Awesome
STA实验报告
[1] 作者的代码:guotaowang/STANet (github.com)
[2] 修改后本实验代码:Full-Adder/STA_trial (github.com)
实验介绍
此次实验是论文《From Semantic Categories to Fixations: A Novel Weakly-supervised Visual-auditory Saliency Detection Approach 》的代码实现。

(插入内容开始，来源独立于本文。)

Issue #236, opened 2020-12-29
Add readiness and liveness probe for controller and webhook server


sleshchenko:
Add readiness and liveness probe for controller and webhook server.

It came from issues.redhat.com/browse/CRW-683
issues.redhat.com/browse/CRW-916

sleshchenko:
The related PR on Che Operator side https://github.com/eclipse/che-operator/pull/610/files#diff-435eecb1d2af40ee96747f88ab71eb2758da989c92f76dcb1f714fc1b300c633R116

sleshchenko:
Is implemented in https://github.com/devfile/devworkspace-operator/pull/309

PR #309, opened 2021-03-09
readiness and liveness probes

tinakurian:
### What does this PR do?
Adds the readiness and liveness probes for devworkspaces

https://github.com/devfile/devworkspace-operator/issues/236

### DIFF
--- a/main.go
+++ b/main.go
@@ -38,6 +38,7 @@ import (
 	_ "k8s.io/client-go/plugin/pkg/client/auth/gcp"
 	ctrl "sigs.k8s.io/controller-runtime"
 	ctrlconfig "sigs.k8s.io/controller-runtime/pkg/client/config"
+	"sigs.k8s.io/controller-runtime/pkg/healthz"
 	"sigs.k8s.io/controller-runtime/pkg/log/zap"
 	// +kubebuilder:scaffold:imports
 )
@@ -82,11 +83,12 @@ func main() {
 	ctrl.SetLogger(zap.New(zap.UseDevMode(config.GetDevModeEnabled())))
 
 	mgr, err := ctrl.NewManager(ctrl.GetConfigOrDie(), ctrl.Options{
-		Scheme:             scheme,
-		MetricsBindAddress: metricsAddr,
-		Port:               9443,
-		LeaderElection:     enableLeaderElection,
-		LeaderElectionID:   "8d217f93.devfile.io",
+		Scheme:                 scheme,
+		MetricsBindAddress:     metricsAddr,
+		Port:                   9443,
+		HealthProbeBindAddress: ":6789",
+		LeaderElection:         enableLeaderElection,
+		LeaderElectionID:       "8d217f93.devfile.io",
 	})
 	if err != nil {
 		setupLog.Error(err, "unable to start manager")
@@ -126,6 +128,18 @@ func main() {
 	setupLog.Info("setting up webhooks")
 	if err := webhook.SetupWebhooks(context.Background(), cfg); err != nil {
 		setupLog.Error(err, "failed to setup webhooks")
+		os.Exit(1)
+	}
+
+	// Setup health check
+	if err := mgr.AddHealthzCheck("healthz", healthz.Ping); err != nil {
+		setupLog.Error(err, "Unable to set up health check")
+		os.Exit(1)
+	}
+
+	// Setup ready check
+	if err := mgr.AddReadyzCheck("readyz", healthz.Ping); err != nil {
+		setupLog.Error(err, "Unable to set up ready check")
 		os.Exit(1)
 	}
 
--- a/pkg/webhook/deployment.go
+++ b/pkg/webhook/deployment.go
@@ -15,20 +15,19 @@ package webhook
 import (
 	"context"
 
+	"github.com/devfile/devworkspace-operator/internal/images"
+	"github.com/devfile/devworkspace-operator/pkg/config"
 	"github.com/devfile/devworkspace-operator/pkg/constants"
 	"github.com/devfile/devworkspace-operator/pkg/infrastructure"
 	"github.com/devfile/devworkspace-operator/webhook/server"
-
-	"github.com/devfile/devworkspace-operator/internal/images"
 
 	appsv1 "k8s.io/api/apps/v1"
 	corev1 "k8s.io/api/core/v1"
 	apierrors "k8s.io/apimachinery/pkg/api/errors"
 	metav1 "k8s.io/apimachinery/pkg/apis/meta/v1"
 	"k8s.io/apimachinery/pkg/types"
+	"k8s.io/apimachinery/pkg/util/intstr"
 	crclient "sigs.k8s.io/controller-runtime/pkg/client"
-
-	"github.com/devfile/devworkspace-operator/pkg/config"
 )
 
 func CreateWebhookServerDeployment(
@@ -104,6 +103,34 @@ func getSpecDeployment(webhooksSecretName, namespace string) (*appsv1.Deployment
 							Image:           images.GetWebhookServerImage(),
 							Command:         []string{"/usr/local/bin/entrypoint", "/usr/local/bin/webhook-server"},
 							ImagePullPolicy: corev1.PullAlways,
+							LivenessProbe: &corev1.Probe{
+								Handler: corev1.Handler{
+									HTTPGet: &corev1.HTTPGetAction{
+										Path:   "/healthz",
+										Port:   intstr.FromString("liveness-port"),
+										Scheme: "HTTP",
+									},
+								},
+								InitialDelaySeconds: 15,
+								TimeoutSeconds:      5,
+								PeriodSeconds:       10,
+								SuccessThreshold:    1,
+								FailureThreshold:    5,
+							},
+							ReadinessProbe: &corev1.Probe{
+								Handler: corev1.Handler{
+									HTTPGet: &corev1.HTTPGetAction{
+										Path:   "/readyz",
+										Port:   intstr.FromString("liveness-port"),
+										Scheme: "HTTP",
+									},
+								},
+								InitialDelaySeconds: 10,
+								TimeoutSeconds:      5,
+								PeriodSeconds:       10,
+								SuccessThreshold:    1,
+								FailureThreshold:    3,
+							},
 							VolumeMounts: []corev1.VolumeMount{
 								{
 									Name:      server.WebhookServerCertsVolumeName,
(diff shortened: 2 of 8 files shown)


webhook/main.go
```diff
@@ -67,6 +68,7 @@ func main() {
 	mgr, err := ctrl.NewManager(cfg, ctrl.Options{
 		Namespace: namespace,
 		Scheme:    scheme,
+		HealthProbeBindAddress: ":8443",
```
amisevsk, line 71: I think this will cause a conflict since the webhook server listens on this port so the health service can't bind:
```json
{
  "msg":"Manager exited non-zero","error":"listen tcp 0.0.0.0:8443: bind: address already in use",
  "stacktrace":"main.main\n\t/devworkspace-operator/webhook/main.go:109\nruntime.main\n\t/usr/local/go/src/runtime/proc.go:203"
}
```

tinakurian: Thanks @amisevsk! changed to 6789 :-)

pkg/webhook/deployment.go
```diff
@@ -15,6 +15,8 @@ package webhook
 import (
 	"context"
 
+	"k8s.io/apimachinery/pkg/util/intstr"
```
amisevsk, line 18: Tedious nitpick: Could you group the imports in this file? E.g.
```go
import (
  "<library-imports>"

  "<local-repo-imports>"

  "<dependency-imports>"
)
```

Once there's blank lines introduced between imports, editors tend to continue to mangle them.

webhook/main.go
```diff
@@ -16,6 +16,8 @@ import (
 	"os"
 	"os/signal"
 
+	"sigs.k8s.io/controller-runtime/pkg/healthz"
```
amisevsk, line 19: Same as above on imports (also: optional)

amisevsk (approved):
LGTM :+1:  

Tested on `crc` and `minikube` and readiness/liveness probes are added and succeed.

pkg/webhook/deployment.go
```diff
@@ -101,6 +103,34 @@ func getSpecDeployment(webhooksSecretName, namespace string) (*appsv1.Deployment
...
+								Handler: corev1.Handler{
+									HTTPGet: &corev1.HTTPGetAction{
+										Path:   "/healthz",
+										Port:   intstr.FromString("liveness-port"),
+										Scheme: "HTTP",
+									},
+								},
+								InitialDelaySeconds: 1,
+								TimeoutSeconds:      1,
+								PeriodSeconds:       1,
```
sleshchenko, line 116: The tricky part with probes, choose meaningful settings for timeouts. Controller and webhook server seems to have different values currently.
Webhook server has 1s delay + 1 second period * 3 times FailureThreshold. Does it mean that webhook server will be restarted in 4 seconds if probe don't get available for this pretty short time?

For liveness probe we have 30 times FailureThreshold with 1 second period, which means webhooks server will receive a traffic 30 seconds after it hangs or crashed (not the process but server itself is not able to handle traffic)
^ that it's not really true and just speculation since readiness probe and liveness probe use the same endpoint which means container will be restarted after 3 seconds of unavailability(1s period * 3 times FailureThreshold). But it indicates we are able to find better values.

I did not think carefully enough to propose good numbers.

webhook/main.go
```diff
@@ -90,6 +93,18 @@ func main() {
...
 
+	// Setup health checks
+	if err := mgr.AddHealthzCheck("healthz", healthz.Ping); err != nil {
+		log.Error(err, "Unable to set up health check")
+		os.Exit(1)
+	}
+
+	// Setup health checks
+	if err := mgr.AddReadyzCheck("readyz", healthz.Ping); err != nil {
+		log.Error(err, "Unable to set up health check")
```
sleshchenko, line 104:
```suggestion
		log.Error(err, "Unable to set up ready check")
```

webhook/main.go
```diff
@@ -90,6 +93,18 @@ func main() {
 	var shutdownChan = make(chan os.Signal, 1)
 	signal.Notify(shutdownChan, syscall.SIGTERM)
 
+	// Setup health checks
+	if err := mgr.AddHealthzCheck("healthz", healthz.Ping); err != nil {
+		log.Error(err, "Unable to set up health check")
+		os.Exit(1)
+	}
+
+	// Setup health checks
```
sleshchenko, line 102:
```suggestion
	// Setup ready checks
```

main.go
```diff
@@ -121,6 +123,18 @@ func main() {
...
 
+	// Setup health checks
+	if err := mgr.AddHealthzCheck("healthz", healthz.Ping); err != nil {
+		setupLog.Error(err, "Unable to set up health check")
+		os.Exit(1)
+	}
+
+	// Setup health checks
+	if err := mgr.AddReadyzCheck("readyz", healthz.Ping); err != nil {
+		setupLog.Error(err, "Unable to set up health check")
```
sleshchenko, line 134:
```suggestion
		setupLog.Error(err, "Unable to set up ready check")
```

main.go
```diff
@@ -121,6 +123,18 @@ func main() {
 		os.Exit(1)
 	}
 
+	// Setup health checks
+	if err := mgr.AddHealthzCheck("healthz", healthz.Ping); err != nil {
+		setupLog.Error(err, "Unable to set up health check")
+		os.Exit(1)
+	}
+
+	// Setup health checks
```
sleshchenko, line 132:
```suggestion
	// Setup ready checks
```

sleshchenko (approved):
LGTM in general, just a few places to think a bit more about.

pkg/webhook/deployment.go
tinakurian: good catch! sorry about that, didn't notice it - fixed here: https://github.com/devfile/devworkspace-operator/pull/309/files#diff-ab898919aca276514502fbe2f2c75745364e965107af8d3f497519260891e271R20

webhook/main.go
tinakurian: good catch! fixed here: https://github.com/devfile/devworkspace-operator/pull/309/files#diff-a078bce520bdda0f38cdd11ca1fc03fe464c7260312a6f9d1d6fbe6b5ea12ff1R23

pkg/webhook/deployment.go
tinakurian: Nice find and good point! I've changed it to be more generous and made sure that both the numbers match for webhook server and the controller: https://github.com/devfile/devworkspace-operator/pull/309/files#diff-4585a303265f378412beec910445bdbc4cc40b71d51978eb4be67c4712faa2c6R18

webhook/main.go
tinakurian: :woman_facepalming: good catch :smile: fixed! (same with the ones below)

pkg/webhook/deployment.go
```diff
@@ -101,6 +101,34 @@ func getSpecDeployment(webhooksSecretName, namespace string) (*appsv1.Deployment
...
+										Path:   "/readyz",
+										Port:   intstr.FromString("liveness-port"),
+										Scheme: "HTTP",
+									},
+								},
+								InitialDelaySeconds: 15,
+								TimeoutSeconds:      5,
+								PeriodSeconds:       10,
+								SuccessThreshold:    1,
+								FailureThreshold:    10,
```
sleshchenko, line 130: If I'm not mistaked, with this settings container will be restart due liveness probe failure before readiness probe fails.

tinakurian: Yeah, that's correct, is this okay?

sleshchenko: We agreed on the call to make that it makes readiness probe useless.

The one I propose:
```
Liveness 
InitialDelaySeconds: 15, #start checking if container needs to be restarted is started in 15 seconds
TimeoutSeconds:      5, 
PeriodSeconds:       10,
SuccessThreshold:    1,  # once one request succeed, it does not need to be restared.
FailureThreshold:    5,  # Restart container if it does not respond 5*10 seconds
```
^ 
```
Readinsess
InitialDelaySeconds: 10, # start checking if container can receive a traffic in 10 seconds.
TimeoutSeconds:      5,
PeriodSeconds:       10,
SuccessThreshold:    1, # once one request succeed, it can receive external traffic
FailureThreshold:    3, # Temporary do not sent traffic to container if it's not available for 3*10 seconds
```

tinakurian: Thanks again Serhii! I've updated the code to reflect these changes!

amisevsk: Not terribly important, but we generally expect the devworkspace servers to start _fairly_ quickly. The readiness values above mean that either the controller starts 10 seconds after the pod is created, or 20 seconds after the pod is created. Since the readiness probes are only run once per boot, it might make sense to use more frequent checking:
```
Readiness
InitialDelaySeconds: 3
TimeoutSeconds: 3
PeriodSeconds: 3
SuccessThreshold: 1
FailureThreshold: 10 # meaning 10*3 = 30 seconds to start before it's considered failed.
```

It doesn't have a big effect on production deployments, but for development use-cases it might slow things down when re-deploying to only check for readiness 10 seconds after the pod is up.

IMO the first liveness check should happen after the maximum time for readiness checks (30 seconds). With the setup above, we could have liveness probes succeed before the readiness probe (if the readiness probe misses the first window)

sleshchenko: > Since the readiness probes are only run once per boot

Really??? I need revise my knowledge, probably I misunderstood things. Probes were always confusing stuff

JPinkney (approved):
I've just tested and the readiness and liveness probes seem to be there and working. I'll defer to Serhii and Angel as to what the values should be since they know much more about that stuff then I do :smile:

pkg/webhook/deployment.go
sleshchenko: from https://v1-18.docs.kubernetes.io/docs/tasks/configure-pod-container/configure-liveness-readiness-startup-probes/

> Note: Readiness probes runs on the container during its whole lifecycle.


> Readiness and liveness probes can be used in parallel for the same container. Using both can ensure that traffic does not reach a container that is not ready for it, and that containers are restarted when they fail.

sleshchenko: But stuff that I did not know before: startup probes. But they seems to be related only to liveness probes(not readiness), it does not seem to help us in the case described by Angel.

I'm OK with the proposed:
```
Readiness
InitialDelaySeconds: 3
TimeoutSeconds: 3
PeriodSeconds: 3
SuccessThreshold: 1
FailureThreshold: 10 # meaning 10*3 = 30 seconds to start before it's considered failed.
```
but not sure how much 3s period is going to generate workload for K8s or controller. Probably little enough that we don't feel difference.

amisevsk: Ah maybe I misunderstood readiness probes :upside_down_face:

sleshchenko: You just prove my statement

> Probes were always confusing stuff

despite their simple idea they tend to be difficult to understand for some reason

PR #306, opened 2021-03-08
Remove trailing whitespace from make-release.sh

amisevsk:
### What does this PR do?
Trim trailing whitespace from make-release.sh, which I noticed while rebasing https://github.com/devfile/devworkspace-operator/pull/296

PR #311, opened 2021-03-09
Rework generate-deployment to take a default image parameter

amisevsk:
### What does this PR do?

针对目前只有少数带有真实注视点视听序列的问题,论文中提出了一种弱监督的方式,使用一种遵循粗到细(coarse-to-fine)策略的选择性类激活映射(SCAM),仅通过视频类别标签来获得空间S-时间T-音频A环境中最显著的区域。并且预测结果后续可以作为伪-真实数据训练一个新的STA网络。
实验总体可以分为三步:
- SCAM training
Course :分别训练 $S_{coarse}$, $SA_{coarse} $, $ {ST}_{coarse} $,输入大小256确保物体定位准确。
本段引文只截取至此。